= TASK PROMPT =
From the line containing "https://github.com/beyondessential/tupaia-backlog/issues/2244" to the end of the listing, write out every line exactly; leave out everything else.
** SOURCE DATA follows **
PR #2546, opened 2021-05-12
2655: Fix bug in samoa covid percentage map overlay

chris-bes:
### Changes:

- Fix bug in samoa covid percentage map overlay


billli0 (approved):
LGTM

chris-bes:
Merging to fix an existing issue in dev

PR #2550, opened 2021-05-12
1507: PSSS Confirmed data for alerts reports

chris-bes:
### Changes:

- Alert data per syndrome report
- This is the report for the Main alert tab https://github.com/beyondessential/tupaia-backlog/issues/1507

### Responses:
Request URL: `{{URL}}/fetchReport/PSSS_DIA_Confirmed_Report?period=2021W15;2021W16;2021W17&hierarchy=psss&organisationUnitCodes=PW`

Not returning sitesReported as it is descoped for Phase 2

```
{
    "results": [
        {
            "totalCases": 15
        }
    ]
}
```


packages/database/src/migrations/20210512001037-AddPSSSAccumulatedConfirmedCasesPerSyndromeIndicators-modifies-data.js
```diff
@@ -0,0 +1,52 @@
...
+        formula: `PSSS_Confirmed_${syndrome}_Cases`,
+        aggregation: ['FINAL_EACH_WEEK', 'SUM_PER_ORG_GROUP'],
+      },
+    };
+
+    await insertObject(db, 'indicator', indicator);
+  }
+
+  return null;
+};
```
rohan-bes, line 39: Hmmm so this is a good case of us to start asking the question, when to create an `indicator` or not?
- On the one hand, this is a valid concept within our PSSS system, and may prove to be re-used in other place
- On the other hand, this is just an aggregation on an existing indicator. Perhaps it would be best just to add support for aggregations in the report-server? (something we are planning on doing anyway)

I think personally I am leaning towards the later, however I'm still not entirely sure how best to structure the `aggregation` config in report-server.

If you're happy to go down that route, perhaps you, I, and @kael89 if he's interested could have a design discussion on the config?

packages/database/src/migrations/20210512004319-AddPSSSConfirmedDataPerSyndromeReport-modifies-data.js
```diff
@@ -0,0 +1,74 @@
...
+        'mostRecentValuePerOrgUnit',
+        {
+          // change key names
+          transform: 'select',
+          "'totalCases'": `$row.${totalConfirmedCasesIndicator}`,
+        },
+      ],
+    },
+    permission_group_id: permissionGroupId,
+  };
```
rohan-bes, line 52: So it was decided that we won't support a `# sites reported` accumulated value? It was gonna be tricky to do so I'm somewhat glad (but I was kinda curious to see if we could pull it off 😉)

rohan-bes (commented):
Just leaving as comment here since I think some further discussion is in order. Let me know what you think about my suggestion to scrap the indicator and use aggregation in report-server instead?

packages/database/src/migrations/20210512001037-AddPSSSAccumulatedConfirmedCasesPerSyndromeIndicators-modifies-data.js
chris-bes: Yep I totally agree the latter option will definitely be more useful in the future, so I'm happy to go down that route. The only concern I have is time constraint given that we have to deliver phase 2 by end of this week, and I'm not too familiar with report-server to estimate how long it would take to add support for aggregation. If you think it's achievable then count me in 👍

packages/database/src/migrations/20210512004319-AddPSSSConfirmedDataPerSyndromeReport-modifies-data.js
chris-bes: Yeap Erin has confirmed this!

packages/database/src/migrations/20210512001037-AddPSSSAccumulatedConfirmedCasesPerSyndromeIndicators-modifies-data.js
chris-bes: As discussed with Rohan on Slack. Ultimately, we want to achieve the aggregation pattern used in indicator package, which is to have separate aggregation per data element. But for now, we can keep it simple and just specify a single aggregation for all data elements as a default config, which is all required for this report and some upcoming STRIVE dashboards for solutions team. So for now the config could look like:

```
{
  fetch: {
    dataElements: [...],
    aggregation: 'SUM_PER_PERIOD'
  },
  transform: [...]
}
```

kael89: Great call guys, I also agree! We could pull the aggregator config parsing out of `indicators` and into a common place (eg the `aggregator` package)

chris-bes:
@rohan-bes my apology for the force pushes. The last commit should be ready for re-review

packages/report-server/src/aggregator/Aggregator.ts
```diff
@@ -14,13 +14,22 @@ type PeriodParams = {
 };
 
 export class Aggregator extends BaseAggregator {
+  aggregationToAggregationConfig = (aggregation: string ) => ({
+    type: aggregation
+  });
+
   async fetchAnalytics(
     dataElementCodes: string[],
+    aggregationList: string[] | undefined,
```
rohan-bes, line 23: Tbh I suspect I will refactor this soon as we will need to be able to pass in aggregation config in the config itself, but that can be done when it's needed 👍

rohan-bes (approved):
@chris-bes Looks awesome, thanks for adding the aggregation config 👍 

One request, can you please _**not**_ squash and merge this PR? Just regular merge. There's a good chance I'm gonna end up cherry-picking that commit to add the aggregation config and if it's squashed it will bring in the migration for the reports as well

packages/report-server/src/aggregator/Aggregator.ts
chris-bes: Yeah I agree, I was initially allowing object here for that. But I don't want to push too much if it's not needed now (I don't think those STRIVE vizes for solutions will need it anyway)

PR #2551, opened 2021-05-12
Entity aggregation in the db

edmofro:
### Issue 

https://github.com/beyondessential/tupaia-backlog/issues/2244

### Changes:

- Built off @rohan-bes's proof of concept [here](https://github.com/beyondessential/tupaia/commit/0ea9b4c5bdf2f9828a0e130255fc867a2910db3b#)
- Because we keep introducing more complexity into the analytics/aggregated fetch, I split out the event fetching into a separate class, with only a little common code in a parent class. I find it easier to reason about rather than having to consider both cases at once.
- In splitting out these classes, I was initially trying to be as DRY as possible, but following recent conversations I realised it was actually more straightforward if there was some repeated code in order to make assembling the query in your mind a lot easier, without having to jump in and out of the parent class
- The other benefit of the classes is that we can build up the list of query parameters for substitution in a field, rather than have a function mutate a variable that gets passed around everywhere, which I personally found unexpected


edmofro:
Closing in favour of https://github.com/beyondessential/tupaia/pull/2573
** End of SOURCE DATA **
= FINISHED TASK =
https://github.com/beyondessential/tupaia-backlog/issues/2244

### Changes:

- Built off @rohan-bes's proof of concept [here](https://github.com/beyondessential/tupaia/commit/0ea9b4c5bdf2f9828a0e130255fc867a2910db3b#)
- Because we keep introducing more complexity into the analytics/aggregated fetch, I split out the event fetching into a separate class, with only a little common code in a parent class. I find it easier to reason about rather than having to consider both cases at once.
- In splitting out these classes, I was initially trying to be as DRY as possible, but following recent conversations I realised it was actually more straightforward if there was some repeated code in order to make assembling the query in your mind a lot easier, without having to jump in and out of the parent class
- The other benefit of the classes is that we can build up the list of query parameters for substitution in a field, rather than have a function mutate a variable that gets passed around everywhere, which I personally found unexpected


edmofro:
Closing in favour of https://github.com/beyondessential/tupaia/pull/2573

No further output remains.